For one or for all? Survey of educator perceptions of Web Speech-based auditory description in science interactives

Brett L. Fiedler, Taliesin L. Smith, Jesse Greenberg, Emily B. Moore · 2022 · Proceedings of the 19th International Web for All Conference (W4A) · doi:10.1145/3493612.3520456

Summary

This paper investigates how educators perceive a Web Speech API-based auditory description feature called Voicing, implemented in two PhET Interactive Simulations (John Travoltage and Gravity Force Lab: Basics) used globally for science education. Unlike traditional screen reader-dependent auditory descriptions, the Voicing feature uses the browser-native Web Speech API to deliver spoken descriptions directly within the simulation, making it available to any user without requiring assistive technology. The feature is optional and highly customizable: users can toggle it on, choose what types of information are spoken (object details, context changes, helpful hints), adjust speech rate and pitch, and access on-demand descriptions via a sidebar toolbar. The researchers surveyed over 2,000 educators through two Qualtrics surveys, each embedding one of the two simulations with the Voicing feature enabled at one of three preset detail levels (PA: full object and context changes, PB: context changes only, PC: object names and on-screen text only). Educators interacted with the simulation for 30 seconds, then rated 14 Likert-style statements about their experience, answered questions about perceived benefit for student populations, and provided open-ended comments.

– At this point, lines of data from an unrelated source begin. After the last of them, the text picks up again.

PR #749, opened 2020-04-01
HDDS-3322. StandAlone Pipelines are created in an infinite loop

hanishakoneru:

BackgroundPipelineCreator keeps creating pipelines of configured Replication type and all available Replication factors until some exception occurs while creating the pipeline such as no more available nodes.

When Replication Type is set to STAND_ALONE, we do not check if a DN has already been used to create a pipeline of same factor or not and keep reusing the same DNs to create new pipelines. This causes the pipeline creation to happen in an infinite loop.

https://issues.apache.org/jira/browse/HDDS-3322

## How was this patch tested?

Tested on a real cluster.

### DIFF
--- a/hadoop-hdds/server-scm/src/main/java/org/apache/hadoop/hdds/scm/pipeline/SimplePipelineProvider.java
+++ b/hadoop-hdds/server-scm/src/main/java/org/apache/hadoop/hdds/scm/pipeline/SimplePipelineProvider.java
@@ -21,7 +21,6 @@ package org.apache.hadoop.hdds.scm.pipeline;
 import org.apache.hadoop.hdds.protocol.DatanodeDetails;
 import org.apache.hadoop.hdds.protocol.proto.HddsProtos.ReplicationType;
 import org.apache.hadoop.hdds.protocol.proto.HddsProtos.ReplicationFactor;
-import org.apache.hadoop.hdds.protocol.proto.HddsProtos.NodeState;
 import org.apache.hadoop.hdds.scm.node.NodeManager;
 import org.apache.hadoop.hdds.scm.pipeline.Pipeline.PipelineState;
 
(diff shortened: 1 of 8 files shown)


hadoop-hdds/server-scm/src/main/java/org/apache/hadoop/hdds/scm/pipeline/SimplePipelineProvider.java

The study builds on an existing description design framework developed by the PhET team that distinguishes between state descriptions (static, browseable summaries) and responsive descriptions (dynamic, triggered by user interaction), adapting these concepts for speech output rather than screen reader delivery.

Key findings

Educators generally approved of the Voicing feature, though ratings were more moderate than the researchers expected — all average statement ratings fell within one point of neutral (3 on a 5-point scale), with no extreme agreement or disagreement. The highest agreement was for statements about the feature being interesting, helpful, and natural to hear. Educators perceived the feature as beneficial both broadly and for specific populations: approximately 25% identified learners with difficulty interpreting visual content, 24.6% identified learners needing guidance with simulations (younger learners, those with intellectual or developmental disabilities), 23.2% identified learners with low vision, and 21.8% identified learners with diverse auditory and visual processing needs. Notably, less than 1% selected "None of the above," and educators frequently wrote in open-ended responses that "all learners" would benefit. Thematic analysis of 509 comments revealed the most common theme was desire for Voicing to be optional, followed by recognition of benefits for specific populations, and concerns about speech engine quality. The interactive design of the simulation influenced perceptions: Gravity Force Lab: Basics received consistently higher ratings than John Travoltage, likely due to its simpler interaction pattern with fewer unexpected contextual changes. Significant differences between presets were found primarily when comparing the highest and lowest detail levels (PA vs. PC), suggesting that the amount of spoken description does influence educator perception, though not as strongly as predicted.

Relevance

This research has significant implications for how accessibility features are designed and positioned in web-based educational tools. The finding that educators see Voicing as beneficial for a wide range of learners — not just those with visual impairments traditionally associated with auditory description — supports the electronic curb-cut effect and universal design principles. For accessibility practitioners, this validates the approach of building speech-based description features that are optional, customizable, and available without requiring screen reader software. The study also highlights practical challenges: speech engine quality and the "robotic" nature of synthesized voices were frequent concerns, and the feature was limited to English, reducing its value in non-English-speaking contexts. The emphasis on user control over the amount and type of spoken information provides a useful design pattern for any interactive web content seeking to add auditory descriptions. Practitioners building educational or interactive tools should consider that auditory descriptions can serve as pedagogical scaffolding, not just an accessibility accommodation.

Tags: auditory description · web speech · science education · interactive simulations · universal design · educator perceptions · surveys

Standards referenced: WCAG 2.1 · Web Speech API